# [Problem description]
Only one stretch of the data below should be repeated: the lines from the line containing "The root cause" through the line containing "is explicitly unverified.**", inclusive, exactly as they are.

# [Source material]
PR #4020, opened 2026-08-22
feat(#3996): guard image-output requests across Google surfaces

aheritier:
## What and why

Request TEXT+IMAGE for eligible ordinary Google calls through the Docker models gateway, direct Gemini API, and Vertex. Reject custom function tools and structured output before dispatch; allow Google Search, Maps, and code-execution built-ins. Title generation and compaction bypass the guard and omit image response modalities. Utility behavior is unchanged. Vertex coverage is deterministic guard/predicate coverage; live Vertex validation remains deferred.

Part of docker/docker-agent#3996. Review this PR against its immediate parent, docker/docker-agent#4019, rather than the aggregate stack against `main`.

## Commit inventory

Head: `ac6390e97f8c0f8cb20f890ac59e555dccdcc0d2`; parent SHA: `51559ff510bf01ea053e3923c329c80ba724dca5`.

- `ac6390e97f8c0f8cb20f890ac59e555dccdcc0d2` — feat(#3996): reject incompatible image-output Google requests

## Validation

```sh
go test -v -count=1 ./pkg/model/provider/gemini -run 'TestCheckImageOutputRequestCompatibility|TestImageOutputRequestIncompatibleError|TestCreateChatCompletionStream_ImageOutputGuard|TestCreateChatCompletionStream_ImageResponseModalities|TestWantsImageResponseModalities'
```

Matched top-level tests: `pkg/model/provider/gemini`: **7**.

Deferred/live scope: No direct/gateway live reproduction was rerun; live Vertex remains deferred. The final stack head passed build, lint, full tests, an uncached full suite, focused race tests and documentation checks in disposable environments. Remote CI is tracked by the checks below; no new paid-provider or active-database validation was run.

### DIFF
--- a/docs/providers/google/index.md
+++ b/docs/providers/google/index.md
@@ -60,6 +60,34 @@ models:
 | `gemini-2.5-flash`        | Fast inference, cost-effective  |
 | `gemini-2.5-pro`          | Strong reasoning, large context |
 
+## Generated Images
+
+Some Gemini models (e.g. `gemini-2.5-flash-image`) are designed to generate
+an image directly as part of their reply, not just describe one. Docker
+Agent's Gemini request path doesn't yet ask for that image output — that
+support is still being completed — so today a request like this gets a
+text-only reply. See
+[Generated Media](../../features/tui/index.md#generated-media) for the
+current, verified state.
+
+```yaml
+agents:
+  root:
+    model: google/gemini-2.5-flash-image
+```
+
+When the model is accessed through a Docker AI Gateway and explicitly
+declared image-output-capable with
+[`output_capabilities.image: true`](../../configuration/models/index.md#output-capabilities),
+Docker Agent has verified that request combined with custom function tools,
+a built-in tool (e.g. `google_search`), or structured output gets rejected
+by the gateway with an opaque, empty-body HTTP 400. To avoid that, Docker
+Agent rejects such a combination itself, before any request is sent, with a
+clear error naming which feature is incompatible. Plain text requests to
+that model (no tools, no structured output) are unaffected, as is every
+other route: direct Gemini API/Vertex AI calls, and gateway calls to a model
+without the declaration.
+
 ## Thinking Budget
 
 Gemini supports two approaches depending on the model version:
--- a/pkg/model/provider/base/base.go
+++ b/pkg/model/provider/base/base.go
@@ -79,6 +79,11 @@ func (c *Config) CapsOverride() *modelinfo.CapsOverride {
 	return &modelinfo.CapsOverride{Image: caps.Image, PDF: caps.PDF, Audio: caps.Audio, Video: caps.Video}
 }
 
+// ToolCallSupport resolves the model's tool-call capability from models.dev.
+func (c *Config) ToolCallSupport(ctx context.Context) modelinfo.ToolCallSupport {
+	return modelinfo.ResolveToolCallSupport(ctx, c.ModelOptions.ModelsDevStore(), c.ID())
+}
+
 // ImageOutputEnabled resolves the model's image-output capability from its
 // explicit tri-state configuration and, when unset, the models.dev catalogue.
 func (c *Config) ImageOutputEnabled(ctx context.Context) bool {
--- a/pkg/model/provider/base/base_test.go
+++ b/pkg/model/provider/base/base_test.go
@@ -59,6 +59,22 @@ func TestConfigCapsOverride(t *testing.T) {
 	})
 }
 
+func TestConfigToolCallSupport(t *testing.T) {
+	t.Parallel()
+
+	store := modelsdev.NewDatabaseStore(&modelsdev.Database{Providers: map[string]modelsdev.Provider{
+		"google": {Models: map[string]modelsdev.Model{
+			"tool-model": {ToolCall: true},
+		}},
+	}})
+	cfg := Config{
+		ModelConfig:  latest.ModelConfig{Provider: "google", Model: "tool-model"},
+		ModelOptions: options.Apply(options.WithModelsDevStore(store)),
+	}
+
+	assert.Equal(t, modelinfo.ToolCallSupported, cfg.ToolCallSupport(t.Context()))
+}
+
 func TestConfigImageOutputEnabled(t *testing.T) {
 	t.Parallel()
 
--- a/pkg/model/provider/gemini/client.go
+++ b/pkg/model/provider/gemini/client.go
@@ -729,6 +729,17 @@ func stringifyEnumValues(values []any) []string {
 	return out
 }
 
+// wantsImageResponseModalities reports whether this ordinary chat request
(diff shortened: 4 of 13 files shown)


aheritier (commented):
Reviewed this PR's own delta (three-dot vs `gemini-output-capability`) at d1eeba5. CI is green for this head (16 success / 3 skipped). Validated in a throwaway checkout: `go build ./...` clean, `go test -count=1 -race` clean on gemini/base/modelinfo/runtime/tui/modelerrors, `golangci-lint run` 0 issues. Draft, so this is a comment rather than an approval — and there are two blocking items below.

First, credit where it's due: the error-seam work here is unusually rigorous. `TestImageOutputRequestIncompatibleError_RoutesThroughExistingErrorSeam` pins that the error is not overflow-shaped (so `FormatError` passes it through and no compaction loop is triggered) and that `ClassifyModelError` won't retry it. The runtime and TUI integration tests assert real message-list state via the new `MessageTypeCount` rather than call counters, and correctly attribute spinner removal to `AddErrorMessage`'s internal path instead of leaning on the stop-time `RemoveSpinner`. The zero-provider-call assertions are genuine. Neutering the guard kills tests, as it should.

**[blocking] The guard fires on catalogue-inferred image output, contradicting both this PR's docs and its own diagnostics — and undeclared catalogue image models with tools go from working to rejected.**

- `pkg/model/provider/gemini/client.go:754` resolves `imageOutputEnabled := c.ImageOutputEnabled(ctx)`, which falls through to the models.dev catalogue when no override is set (`pkg/model/provider/base/base.go:88-95` → `modelinfo.ResolveOutputImage`).
- `pkg/model/provider/gemini/image_output_guard.go:70-72` gates on that resolved value, while `pkg/model/provider/gemini/diagnostics.go:85` sets `OutputCapabilityKnown` from the *declaration* only. The guard acts on one notion of "known" and reports another.
- `docs/providers/google/index.md` (new "Generated Images" section) says the rejection applies only when a model is "explicitly declared image-output-capable with `output_capabilities.image: true`", and that "every other route" is unaffected including "gateway calls to a model without the declaration".
- Probe with production wiring (teamloader always passes `options.WithModelsDevStore`), undeclared `google/gemini-2.5-flash-image` + one custom function tool: rejected before dispatch, message `"this model does not support tool calls; use a tool-capable model or remove tools from the request"`, diagnostics `OutputCapabilityKnown=false OutputCapabilityEnabled=true`. The bundled `pkg/modelsdev/snapshot.json` (2026-08-31) lists that model with output modalities `[text image]`, so this is the default offline behaviour, not an edge case. Note the message never mentions image output at all — the user is told to swap models for a tool-capability reason that isn't the real cause.
- The same inferred value also sets `ResponseModalities=[TEXT,IMAGE]` for that undeclared model (`client.go:756-758`), which the first new docs paragraph explicitly denies ("Docker Agent's Gemini request path doesn't yet ask for that image output").
- Tests can't catch this: the `gateway undeclared: never rejects even with tools` case in `image_output_guard_test.go` computes the `imageOutputEnabled` argument by hand from the declaration, so it asserts nothing about the real gate; and the end-to-end `declaration missing: reaches provider` case uses `gemini-2.5-flash` with no models.dev store wired. Confirmed by mutation: re-gating the guard on the declaration (i.e. the documented behaviour) leaves every end-to-end test green.

The root cause is the inference in `ResolveOutputImage` (raised on #4019), but it only becomes user-visible breakage here, and this PR independently ships documentation asserting the opposite — so it can't land at this head as-is. Minimal fix here: key both the guard and the `ResponseModalities` decision on the declaration, i.e. the same predicate `OutputCapabilityKnown` reports. If #4019 moves to declaration-only, this gate becomes correct with no further change.

**[blocking] Docs scope the guard to the gateway; the code rejects on direct Gemini API and Vertex AI too, and that part is explicitly unverified.**

`image_output_guard.go` contains no `apiSurface` check — unlike `wantsImageResponseModalities` (`client.go:734-741`), which does switch on surface. The tests pin the broader behaviour (`direct Gemini API declared true + tools: rejected`, `Vertex AI declared true + tools: rejected`, plus the e2e `direct Gemini call with tools ... rejected before dispatch`), yet `docs/providers/google/index.md` tells the reader "every other route" is unaffected, naming "direct Gemini API/Vertex AI calls" specifically. The commit message is honest that only gateway probing produced the empty-body 400 and that direct/Vertex rejection is precautionary "until live ... verification proves it is accepted there" — but epic #3996 states "Direct Gemini API was manually validated" for the image-output workflow, so pre-emptively rejecting there deserves either a narrower guard or docs that say so plainly. The PR title ("gateway requests") matches the docs; the commit message ("Google requests") matches the code.

**[should-fix] The guard keys on `imageOutputEnabled` instead of `wantsImageResponseModalities`, so title-generation and compaction requests are rejected even though they deliberately don't ask for image output.**

`client.go:740` excludes `GeneratingTitle()`/`Compacting()` from `ResponseModalities`, but `client.go:787` hands the guard the raw `imageOutputEnabled`. `provider_opts` survive `CloneWithOptions` (`pkg/model/provider/clone.go:16` copies the base `ModelConfig`; `builtInTools` reads `ModelConfig.ProviderOpts` at `client.go:543`), so with e.g. `google_search: true` a declared image model gets `wantsImageResponseModalities=false` for title generation and compaction yet is still rejected with "...does not support built-in tools in the same request" — a claim about a request that never asked for image output. Impact is bounded because ordinary chat is already rejected in that configuration, and title generation is handled downstream in #4021; compaction (`pkg/runtime/compactor/compactor.go:203-206`) isn't touched there, so it stays affected across the stack. Gating the guard on `wantsImageResponseModalities` would make it mean what it says.

**[should-fix] `ResolveToolCallSupport` can't distinguish "catalogue says false" from "catalogue omits the field", contrary to its own doc comment — and the omitted case is the flagship model.**

The comment promises "Missing catalogue data remains unknown rather than being treated as a negative capability claim", but only a nil store, a lookup error, or a wholly missing model yields `ToolCallSupportUnknown`. `modelsdev.Model.ToolCall` is a plain `bool` with `json:"tool_call,omitempty"` (`pkg/modelsdev/types.go:29`), so an absent field is indistinguishable from an explicit false. The bundled snapshot has no `tool_call` for `gemini-2.5-flash-image`, so that model resolves to `ToolCallUnsupported` and the user is told "this model does not support tool calls" on the strength of absent data. The tests cover explicit true/false and a missing model, but not the absent-field case. (Live models.dev currently sends `tool_call: false` explicitly, so this is honesty/robustness rather than a live-data mismatch.)

**[optional]** `config.ResponseJsonSchema != nil` in the structured-output check is redundant — `buildConfig` (`client.go:478-481`) always sets `ResponseMIMEType` alongside it, and a mutation dropping that clause survives the suite. Harmless; flagging only so it isn't mistaken for covered behaviour.

dgageot (approved):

# [Response area]
The root cause is the inference in `ResolveOutputImage` (raised on #4019), but it only becomes user-visible breakage here, and this PR independently ships documentation asserting the opposite — so it can't land at this head as-is. Minimal fix here: key both the guard and the `ResponseModalities` decision on the declaration, i.e. the same predicate `OutputCapabilityKnown` reports. If #4019 moves to declaration-only, this gate becomes correct with no further change.

**[blocking] Docs scope the guard to the gateway; the code rejects on direct Gemini API and Vertex AI too, and that part is explicitly unverified.**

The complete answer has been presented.